MATERIAL FOR THE TASK -
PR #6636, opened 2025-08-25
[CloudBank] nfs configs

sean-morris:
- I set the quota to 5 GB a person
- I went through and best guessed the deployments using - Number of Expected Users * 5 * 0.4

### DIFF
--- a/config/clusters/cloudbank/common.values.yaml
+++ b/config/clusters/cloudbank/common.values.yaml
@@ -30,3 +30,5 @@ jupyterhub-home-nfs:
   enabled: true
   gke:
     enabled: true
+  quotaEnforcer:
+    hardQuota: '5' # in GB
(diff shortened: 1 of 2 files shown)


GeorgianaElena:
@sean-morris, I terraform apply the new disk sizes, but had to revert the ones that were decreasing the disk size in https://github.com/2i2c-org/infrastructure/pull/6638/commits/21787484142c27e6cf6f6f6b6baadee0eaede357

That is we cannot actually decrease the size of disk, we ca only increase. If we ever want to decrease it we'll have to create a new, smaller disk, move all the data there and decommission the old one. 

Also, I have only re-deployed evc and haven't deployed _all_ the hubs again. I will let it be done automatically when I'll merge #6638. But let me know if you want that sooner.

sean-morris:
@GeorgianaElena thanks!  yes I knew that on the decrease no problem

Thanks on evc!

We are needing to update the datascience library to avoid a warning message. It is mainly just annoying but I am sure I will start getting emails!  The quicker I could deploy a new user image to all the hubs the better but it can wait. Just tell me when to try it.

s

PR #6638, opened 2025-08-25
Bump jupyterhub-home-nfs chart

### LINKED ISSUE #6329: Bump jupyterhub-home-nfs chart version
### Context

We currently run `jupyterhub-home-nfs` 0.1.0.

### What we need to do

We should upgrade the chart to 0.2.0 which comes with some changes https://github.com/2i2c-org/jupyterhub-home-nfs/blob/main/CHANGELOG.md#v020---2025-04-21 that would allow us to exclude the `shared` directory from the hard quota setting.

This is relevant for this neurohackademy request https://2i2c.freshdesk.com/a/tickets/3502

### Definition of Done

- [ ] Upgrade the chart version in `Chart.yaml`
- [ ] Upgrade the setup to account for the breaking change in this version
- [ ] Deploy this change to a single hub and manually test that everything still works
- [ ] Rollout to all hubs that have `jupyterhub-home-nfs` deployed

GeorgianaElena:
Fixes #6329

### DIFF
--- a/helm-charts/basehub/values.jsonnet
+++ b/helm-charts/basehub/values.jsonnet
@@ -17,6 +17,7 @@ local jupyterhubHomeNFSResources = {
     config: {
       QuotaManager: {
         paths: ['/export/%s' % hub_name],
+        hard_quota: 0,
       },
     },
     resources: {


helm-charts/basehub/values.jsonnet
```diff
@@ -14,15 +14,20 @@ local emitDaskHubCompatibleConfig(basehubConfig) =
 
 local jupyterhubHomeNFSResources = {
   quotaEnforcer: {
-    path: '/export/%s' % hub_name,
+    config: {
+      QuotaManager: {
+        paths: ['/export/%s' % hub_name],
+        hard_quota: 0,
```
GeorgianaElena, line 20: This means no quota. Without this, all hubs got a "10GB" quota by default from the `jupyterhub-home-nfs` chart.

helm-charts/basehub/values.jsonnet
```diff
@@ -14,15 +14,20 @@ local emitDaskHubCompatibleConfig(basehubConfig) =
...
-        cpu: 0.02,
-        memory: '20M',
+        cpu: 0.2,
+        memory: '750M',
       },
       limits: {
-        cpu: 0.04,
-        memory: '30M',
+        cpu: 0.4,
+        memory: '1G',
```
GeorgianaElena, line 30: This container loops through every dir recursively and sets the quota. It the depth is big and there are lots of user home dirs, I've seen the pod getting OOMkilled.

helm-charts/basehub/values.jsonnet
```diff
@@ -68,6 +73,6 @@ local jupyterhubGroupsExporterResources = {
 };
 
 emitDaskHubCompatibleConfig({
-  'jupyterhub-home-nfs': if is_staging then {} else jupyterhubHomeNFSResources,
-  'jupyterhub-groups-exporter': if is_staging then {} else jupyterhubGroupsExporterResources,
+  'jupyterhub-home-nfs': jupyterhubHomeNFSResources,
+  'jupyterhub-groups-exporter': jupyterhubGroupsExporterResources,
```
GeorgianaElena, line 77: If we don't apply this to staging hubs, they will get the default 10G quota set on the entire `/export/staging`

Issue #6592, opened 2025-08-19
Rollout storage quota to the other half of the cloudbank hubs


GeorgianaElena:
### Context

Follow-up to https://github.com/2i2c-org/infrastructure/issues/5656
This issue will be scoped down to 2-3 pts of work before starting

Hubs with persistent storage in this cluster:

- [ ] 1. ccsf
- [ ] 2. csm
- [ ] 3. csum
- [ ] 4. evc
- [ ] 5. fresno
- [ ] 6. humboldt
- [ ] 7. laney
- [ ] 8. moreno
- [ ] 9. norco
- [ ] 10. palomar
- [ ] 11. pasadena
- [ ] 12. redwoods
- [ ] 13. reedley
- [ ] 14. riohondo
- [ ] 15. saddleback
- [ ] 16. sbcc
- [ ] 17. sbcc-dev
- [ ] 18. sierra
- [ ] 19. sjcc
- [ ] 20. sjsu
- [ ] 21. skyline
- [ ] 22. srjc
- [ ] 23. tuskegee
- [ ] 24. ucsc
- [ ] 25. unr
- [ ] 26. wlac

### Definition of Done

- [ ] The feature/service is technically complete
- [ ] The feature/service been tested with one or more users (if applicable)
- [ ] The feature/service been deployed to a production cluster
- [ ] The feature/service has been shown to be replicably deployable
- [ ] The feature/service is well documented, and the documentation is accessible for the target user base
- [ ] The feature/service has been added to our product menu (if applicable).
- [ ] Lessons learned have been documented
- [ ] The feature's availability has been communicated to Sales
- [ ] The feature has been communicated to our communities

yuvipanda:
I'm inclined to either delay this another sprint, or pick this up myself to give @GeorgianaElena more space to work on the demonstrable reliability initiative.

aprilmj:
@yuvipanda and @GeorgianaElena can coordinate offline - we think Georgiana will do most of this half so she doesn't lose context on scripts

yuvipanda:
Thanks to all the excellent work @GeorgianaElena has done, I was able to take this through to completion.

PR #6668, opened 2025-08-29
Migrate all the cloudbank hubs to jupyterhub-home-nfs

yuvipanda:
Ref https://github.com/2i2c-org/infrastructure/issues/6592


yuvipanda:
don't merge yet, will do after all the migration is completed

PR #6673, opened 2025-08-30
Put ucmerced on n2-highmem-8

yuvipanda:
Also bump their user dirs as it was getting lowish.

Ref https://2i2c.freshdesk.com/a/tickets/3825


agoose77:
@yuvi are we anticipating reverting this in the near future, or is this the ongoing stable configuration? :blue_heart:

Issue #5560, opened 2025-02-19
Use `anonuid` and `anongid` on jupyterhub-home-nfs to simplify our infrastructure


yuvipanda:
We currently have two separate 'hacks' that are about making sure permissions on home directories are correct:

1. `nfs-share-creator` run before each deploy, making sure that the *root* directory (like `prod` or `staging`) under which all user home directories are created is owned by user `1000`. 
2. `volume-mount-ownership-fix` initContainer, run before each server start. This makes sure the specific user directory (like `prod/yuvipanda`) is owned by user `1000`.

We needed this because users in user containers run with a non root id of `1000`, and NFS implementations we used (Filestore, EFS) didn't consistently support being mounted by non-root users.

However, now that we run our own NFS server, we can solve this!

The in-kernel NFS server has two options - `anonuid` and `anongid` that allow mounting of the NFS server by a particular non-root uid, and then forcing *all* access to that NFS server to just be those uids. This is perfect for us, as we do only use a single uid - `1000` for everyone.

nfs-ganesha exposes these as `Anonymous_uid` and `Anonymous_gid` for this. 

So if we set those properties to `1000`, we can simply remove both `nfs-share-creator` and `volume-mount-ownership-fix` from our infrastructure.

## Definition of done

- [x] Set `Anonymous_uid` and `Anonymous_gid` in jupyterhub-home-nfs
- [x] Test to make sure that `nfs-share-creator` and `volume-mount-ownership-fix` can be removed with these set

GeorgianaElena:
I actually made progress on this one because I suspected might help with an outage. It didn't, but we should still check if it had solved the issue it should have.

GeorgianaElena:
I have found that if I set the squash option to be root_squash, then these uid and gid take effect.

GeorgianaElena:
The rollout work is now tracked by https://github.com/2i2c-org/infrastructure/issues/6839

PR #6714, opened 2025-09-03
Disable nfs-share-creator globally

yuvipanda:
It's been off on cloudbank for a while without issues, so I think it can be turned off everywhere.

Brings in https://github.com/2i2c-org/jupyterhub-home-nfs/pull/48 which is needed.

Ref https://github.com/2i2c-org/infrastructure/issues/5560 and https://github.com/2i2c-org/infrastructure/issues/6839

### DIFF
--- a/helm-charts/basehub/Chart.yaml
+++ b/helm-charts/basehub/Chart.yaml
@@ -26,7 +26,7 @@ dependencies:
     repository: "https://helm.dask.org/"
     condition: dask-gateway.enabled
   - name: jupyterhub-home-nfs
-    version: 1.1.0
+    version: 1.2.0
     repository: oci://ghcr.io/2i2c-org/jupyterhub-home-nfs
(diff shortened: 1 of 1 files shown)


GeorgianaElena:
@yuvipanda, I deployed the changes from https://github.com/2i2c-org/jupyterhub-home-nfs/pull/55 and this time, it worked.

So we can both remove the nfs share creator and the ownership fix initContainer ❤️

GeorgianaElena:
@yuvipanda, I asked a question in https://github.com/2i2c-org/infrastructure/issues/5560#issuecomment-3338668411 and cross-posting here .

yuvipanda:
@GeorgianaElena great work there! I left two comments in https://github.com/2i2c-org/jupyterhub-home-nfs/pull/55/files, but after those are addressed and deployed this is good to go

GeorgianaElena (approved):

* * *

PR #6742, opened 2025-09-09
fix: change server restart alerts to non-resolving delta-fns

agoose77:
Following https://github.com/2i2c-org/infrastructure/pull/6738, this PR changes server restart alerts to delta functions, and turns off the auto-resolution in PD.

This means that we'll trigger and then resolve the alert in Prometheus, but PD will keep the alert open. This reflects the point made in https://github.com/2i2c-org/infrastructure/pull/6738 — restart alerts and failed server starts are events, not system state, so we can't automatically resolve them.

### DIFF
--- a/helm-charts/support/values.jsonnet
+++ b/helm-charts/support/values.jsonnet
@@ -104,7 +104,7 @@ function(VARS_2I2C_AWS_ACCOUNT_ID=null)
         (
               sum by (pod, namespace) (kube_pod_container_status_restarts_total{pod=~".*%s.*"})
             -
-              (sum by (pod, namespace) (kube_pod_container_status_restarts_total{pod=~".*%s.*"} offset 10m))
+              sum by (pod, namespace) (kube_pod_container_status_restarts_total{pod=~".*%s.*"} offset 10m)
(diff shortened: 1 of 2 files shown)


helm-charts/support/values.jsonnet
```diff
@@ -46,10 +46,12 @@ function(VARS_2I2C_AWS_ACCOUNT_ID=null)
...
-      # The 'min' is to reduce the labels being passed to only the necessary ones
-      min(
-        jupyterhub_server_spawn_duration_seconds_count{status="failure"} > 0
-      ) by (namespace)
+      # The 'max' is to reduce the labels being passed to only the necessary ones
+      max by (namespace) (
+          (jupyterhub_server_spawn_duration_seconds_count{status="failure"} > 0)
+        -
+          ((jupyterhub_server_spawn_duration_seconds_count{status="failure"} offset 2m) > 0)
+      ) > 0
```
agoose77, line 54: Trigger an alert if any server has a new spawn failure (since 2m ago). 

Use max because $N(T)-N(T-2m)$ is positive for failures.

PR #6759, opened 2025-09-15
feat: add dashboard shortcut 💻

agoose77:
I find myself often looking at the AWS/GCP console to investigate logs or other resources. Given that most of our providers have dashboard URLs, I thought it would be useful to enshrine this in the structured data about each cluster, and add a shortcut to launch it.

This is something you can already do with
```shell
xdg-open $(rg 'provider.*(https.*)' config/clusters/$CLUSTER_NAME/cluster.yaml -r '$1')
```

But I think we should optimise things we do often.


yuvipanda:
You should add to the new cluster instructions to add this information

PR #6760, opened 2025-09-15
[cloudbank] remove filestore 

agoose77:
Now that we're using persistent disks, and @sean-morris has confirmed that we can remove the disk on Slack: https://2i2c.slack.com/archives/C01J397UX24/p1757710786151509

==

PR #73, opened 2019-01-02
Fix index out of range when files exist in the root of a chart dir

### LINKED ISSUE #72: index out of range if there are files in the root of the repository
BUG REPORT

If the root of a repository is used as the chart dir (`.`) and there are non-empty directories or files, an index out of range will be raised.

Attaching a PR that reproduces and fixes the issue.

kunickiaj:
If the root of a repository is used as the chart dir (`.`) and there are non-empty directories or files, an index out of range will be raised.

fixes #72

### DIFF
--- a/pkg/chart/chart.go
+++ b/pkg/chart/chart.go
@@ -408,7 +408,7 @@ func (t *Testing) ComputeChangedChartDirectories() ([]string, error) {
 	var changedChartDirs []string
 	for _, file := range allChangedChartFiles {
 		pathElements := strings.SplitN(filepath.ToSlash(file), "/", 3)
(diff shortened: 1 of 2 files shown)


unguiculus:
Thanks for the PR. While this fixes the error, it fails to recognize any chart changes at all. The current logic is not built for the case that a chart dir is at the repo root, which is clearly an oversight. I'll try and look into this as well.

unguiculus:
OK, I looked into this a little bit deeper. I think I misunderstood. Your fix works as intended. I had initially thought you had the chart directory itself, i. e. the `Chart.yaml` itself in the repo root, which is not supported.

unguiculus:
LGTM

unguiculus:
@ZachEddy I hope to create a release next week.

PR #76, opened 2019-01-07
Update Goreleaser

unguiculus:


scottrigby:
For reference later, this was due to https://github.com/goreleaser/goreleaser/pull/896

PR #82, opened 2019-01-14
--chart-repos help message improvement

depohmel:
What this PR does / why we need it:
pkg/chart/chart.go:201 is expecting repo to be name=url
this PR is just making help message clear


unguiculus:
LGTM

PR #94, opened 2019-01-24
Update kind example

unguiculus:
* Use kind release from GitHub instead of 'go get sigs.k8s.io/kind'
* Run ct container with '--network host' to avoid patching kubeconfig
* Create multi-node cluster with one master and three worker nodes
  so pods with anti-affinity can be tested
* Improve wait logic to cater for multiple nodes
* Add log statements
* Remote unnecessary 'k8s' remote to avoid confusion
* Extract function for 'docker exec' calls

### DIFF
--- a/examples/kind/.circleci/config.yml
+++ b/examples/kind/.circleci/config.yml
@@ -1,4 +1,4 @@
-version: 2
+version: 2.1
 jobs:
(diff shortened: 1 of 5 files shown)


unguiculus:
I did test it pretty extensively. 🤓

WORK ITEM - Go through the listing above and return each line that includes the word "repository".

TASK OUTPUT -
     repository: "https://helm.dask.org/"
     repository: oci://ghcr.io/2i2c-org/jupyterhub-home-nfs
### LINKED ISSUE #72: index out of range if there are files in the root of the repository
If the root of a repository is used as the chart dir (`.`) and there are non-empty directories or files, an index out of range will be raised.
If the root of a repository is used as the chart dir (`.`) and there are non-empty directories or files, an index out of range will be raised.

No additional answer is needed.